ご同慶の至りと言いたいところだが、それほど驚くべきことでもなさそうだ。彼の実力と日本での実績をもってすれば、この勲章はあらかじめ約束されたものだったように思える。

 

 エンゼルスのツーウェイ・プレイヤー(二刀流)大谷翔平がアメリカンリーグのルーキー・オブ・ザ・イヤーに輝いた。ジャッキー・ロビンソン賞ともいう。日本人メジャーリーガーとしては野茂英雄(ドジャース95年)、佐々木主浩(マリナーズ00年)、イチロー(同01年)に次いで4人目である。この4人には共通点がある。
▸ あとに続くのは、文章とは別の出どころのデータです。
PR #271, opened 2025-09-08
feat: go mod internal version bump helper

### LINKED ISSUE #265: Automate sub module release process

joe0BAB:
More helper functions extracted from #267 .


x/release/release.go
```diff
@@ -3,18 +3,92 @@ package main
...
 
+type fs interface {
+	gitTag(tag string) error
+	gitCommit(msg string) error
+	bumpModfile(path, module, version string) error
+	makeMod() error
+}
+
+func bumpModule(mod string, data modData, i fs) error {
+	fmt.Printf("bumping module %s\n", mod)
```
Benehiko: we shouldn't use fmt here, rather use the logger

x/release/release.go
```diff
@@ -3,18 +3,92 @@ package main
...
+	return result
+}
+
+type modData struct {
+	downstreamDeps map[string]struct{}
+	dependencies   map[string]struct{}
+	futureVersions
+}
+
+const projectPathPrefix = "github.com/docker/secrets-engine/"
```
Benehiko: i guess we might want to re-use this package internally? let's not hard-code the project values here

x/release/release.go
```diff
@@ -3,18 +3,92 @@ package main
...
+	}
+	before := d.get(mod)
+	before.dependencies = dependencies
+	(*d)[mod] = before
+}
+
+func (d *repoData) addDownstreamDep(mod, dep string) {
+	before := d.get(dep)
+	before.downstreamDeps[mod] = struct{}{}
+	(*d)[dep] = before
```
Benehiko: this looks a bit wild

x/release/release.go
```diff
@@ -3,18 +3,92 @@ package main
...
+	result, ok := (*d)[mod]
+	if !ok {
+		return modData{downstreamDeps: map[string]struct{}{}}
+	}
+	return result
+}
+
+type modData struct {
+	downstreamDeps map[string]struct{}
+	dependencies   map[string]struct{}
```
Benehiko: unsure what "downstreamDeps" are and what the difference is between that and "dependencies".

x/release/release.go
```diff
@@ -3,18 +3,92 @@ package main
...
+	(*d)[mod] = before
+}
+
+func (d *repoData) addDownstreamDep(mod, dep string) {
+	before := d.get(dep)
+	before.downstreamDeps[mod] = struct{}{}
+	(*d)[dep] = before
+}
+
+func (d *repoData) get(mod string) modData {
```
Benehiko: feels weird that `get` would never explicitly fail.

x/release/release.go
```diff
@@ -3,18 +3,92 @@ package main
...
 	minor string
 	major string
 }
 
+func versionAppend(v futureVersions, value string) futureVersions {
+	v.patch += value
+	v.minor += value
+	v.major += value
+	return v
+}
```
Benehiko: unsure of how this is used, but feels obscure.

x/release/release.go
```diff
@@ -3,18 +3,92 @@ package main
...
+	gitTag(tag string) error
+	gitCommit(msg string) error
+	bumpModfile(path, module, version string) error
+	makeMod() error
+}
+
+func bumpModule(mod string, data modData, i fs) error {
+	fmt.Printf("bumping module %s\n", mod)
+
+	tag := mod + "/" + data.patch
```
Benehiko: so the tag will only contain the patch version?

x/release/release.go
joe0BAB: let's say we have a module x with dependencies y and z. Then x would be a downstream dependency for module y and z (and get added to their `downstreamDeps` maps). It's the reverse mapping of dependencies.

x/release/release.go
joe0BAB: rewrote this a bit so any version can be selected

x/release/release.go
joe0BAB: It's an internal helper. Renamed to `getOrInit`.

x/release/release.go
joe0BAB: Refactored this to become an optional parameter of the new function.

x/release/helper/release.go
```diff
@@ -0,0 +1,150 @@
...
+	}
+}
+
+type Opt func(f *FutureVersions)
+
+func NewFutureVersions(latest string, opts ...Opt) (*FutureVersions, error) {
+	v := semver.Canonical(latest)
+	if v == "" {
+		return nil, fmt.Errorf("not a canonical version: %s", latest)
+	}
```
Benehiko, line 120: what if current latest is a dev version (it's usually what the Go runtime makes up if there is no tag associated). 
See https://github.com/docker/secrets-engine/blob/main/engine/daemon/main.go#L23-L26

x/release/helper/release.go
```diff
@@ -0,0 +1,150 @@
...
+	if err := i.BeforeCommit(); err != nil {
+		return err
+	}
+	return i.GitCommit("chore: bump " + tag)
+}
+
+type RepoData map[string]ModData
+
+func (d *RepoData) AddMod(mod string, data FutureVersions, deps []string) {
```
Benehiko, line 48: We don't need to make a pointer receiver of the RepoData type. Leave it as a non-pointer then your dereferencing wouldn't be necessary.

x/release/helper/release.go
```diff
@@ -0,0 +1,150 @@
...
+	downstreams  map[string]struct{}
+	dependencies map[string]struct{}
+	FutureVersions
+}
+
+type FutureVersions struct {
+	patch string
+	minor string
+	major string
+}
```
Benehiko, line 94: i still get confused by this - i understand now that `patch` is the full version but with only the patch incremented. But it feels weird that we are pre-calculating it and then selecting from it instead of just calculating a singular value upon request. 

I keep second guessing myself when reading code like on line 31 https://github.com/docker/secrets-engine/pull/271/files#diff-e05bae9af44e9497d3839a75a4480be70aef9242eaabc26cb99fffea730bd09fR31

"is this only printing the patch part of the version? e.g `v1.1.0` -> `0`"

Benehiko (commented):
It looks much better, but i think the `FutureVersion` type is confusing. Feels like we are doing so much here when we just need to calculate a singular string based on input.

PR #272, opened 2025-09-09
feat: iterative release resolver helper

### LINKED ISSUE #265: Automate sub module release process

joe0BAB:
Helper function to iteratively bump and resolve our internal modules/dependencies.


x/release/release.go
```diff
@@ -68,6 +111,24 @@ func (d *repoData) get(mod string) modData {
 	return result
 }
 
+func (d *repoData) nrDeps(mod string) int {
```
Benehiko: what does `nrDeps` mean?

x/release/release.go
```diff
@@ -68,6 +111,24 @@ func (d *repoData) get(mod string) modData {
...
+	data, ok := (*d)[mod]
+	if !ok {
+		return 0
+	}
+	return len(data.dependencies)
+}
+
+func (d *repoData) rmDep(mod string) {
```
Benehiko: Let's make the name explicit
```suggestion
func (d *repoData) removeDependency(mod string) {
```

x/release/release.go
```diff
@@ -68,6 +111,24 @@ func (d *repoData) get(mod string) modData {
...
+	delete(*d, mod)
+	after := repoData{}
+	for k, v := range *d {
+		delete(v.dependencies, mod)
+		after[k] = v
+	}
+	*d = after
```
Benehiko: this code feels a bit clunky. I'm wondering if we can get away with just the delete if `v.dependencies` are referenced directly from the map through `k` instead of using `v` (the copy)?

joe0BAB: tests still are green when removing it, then let's simplify!

PR #274, opened 2025-09-10
feat: merge New/Run functions to make running the engine stateless

### LINKED ISSUE #273: Prepare Engine for Integration into Docker Desktop
We need to adjust the interface a bit to make integration with DD easier and comply with conventions there.

joe0BAB:
By now there's not much point anymore in having a dedicated `New` method to create an engine. We should merge this with the `Run` function.


engine/adaptation.go
```diff
@@ -153,8 +141,15 @@ func WithMaxTries(maxTries uint) Option {
...
 
-// New creates a new NRI Runtime.
-func New(name, version string, opts ...Option) (Engine, error) {
+// WithOnUp set a callback that gets called once the engine is ready to accept requests.
+func WithOnUp(cb func()) Option {
+	return func(r *config) error {
+		r.upCb = cb
+		return nil
+	}
+}
```
Benehiko:
```suggestion
// WithAfterHealthyHook set a callback that gets called once the engine is ready to accept requests.
func WithAfterHealthyHook(hook func(ctx context) error) Option {
	return func(r *config) error {
		r.upCb = cb
		return nil
	}
}
```

we should perhaps treat the hook as synchronous? Meaning the engine should propagate any errors produced by the hook?

Benehiko: in my experience having hooks called async makes things really difficult to debug and i don't think the use case calls for that yet.

engine/adaptation.go
```diff
@@ -77,12 +70,7 @@ type config struct {
 	enginePluginsDisabled  bool
 	logger                 logging.Logger
 	maxTries               uint
-}
-
-type adaptation struct {
-	config
-
-	m sync.Mutex
+	upCb                   func() error
```
Benehiko:
```suggestion
	upCb                   func(context.Context) error
```

It would be best to pass along the engine context - just in case there's a long running operation inside the callback.

Benehiko (approved):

いずれもNPBにおいてMVP受賞歴があるのだ。

 

 過去、NPBでのMVP受賞者は先の4人に加え、松井秀喜、松井稼頭央、城島健司、桑田真澄、井川慶、福留孝介、川上憲伸、岩隈久志、ダルビッシュ有、田中将大、和田毅と計15人がMLBに移籍している。

 

 新人王のタイトルこそ手にできなかったものの松井秀、城島、ダルビッシュ、田中も1年目に素晴らしい成績を残している。松井秀はヤンキースの中軸として106打点をあげた。捕手として記録した城島の18本塁打、76打点も見事である。ダルビッシュは16勝、田中は13勝をあげながら新人王には及ばなかった。中には選ばれてもおかしくない選手もいた。たとえば松井秀の打撃成績は選出されたアンヘル・ベローアに引けを取らなかった。投票行動の裏に政治的な意図が垣間見えることもあった。

 

 話を大谷に戻そう。楽しみなのは表彰式だ。22年前の1月、真冬のニューヨークで行われた表彰式にはタキシードを着た野茂の姿があった。ひときわ大きな拍手を受けたのがア・リーグMVPのモー・ボーンのスピーチだった。「私がここに立てるのは(黒人初のメジャーリーガー)ジャッキー・ロビンソンのおかげだ。今の若い選手はもっと彼に感謝すべきだ」。神妙に聞いていた野茂が口にした言葉が忘れられない。「こんな感動的なスピーチは初めてです。ここ(MLB)に来てよかった」。野茂にもスピーチの番が巡ってきた。「僕にチャンスを与えてくれたドジャースにまず感謝する。続いてそのチャンスに力を貸してくれたチームメートに感謝する。最後に日本人の僕を導いてくれたアメリカに感謝する」。スタンディング・オベーションはしばらく鳴り止まなかった。さて大谷はどんなスピーチをするのか。物語は続く。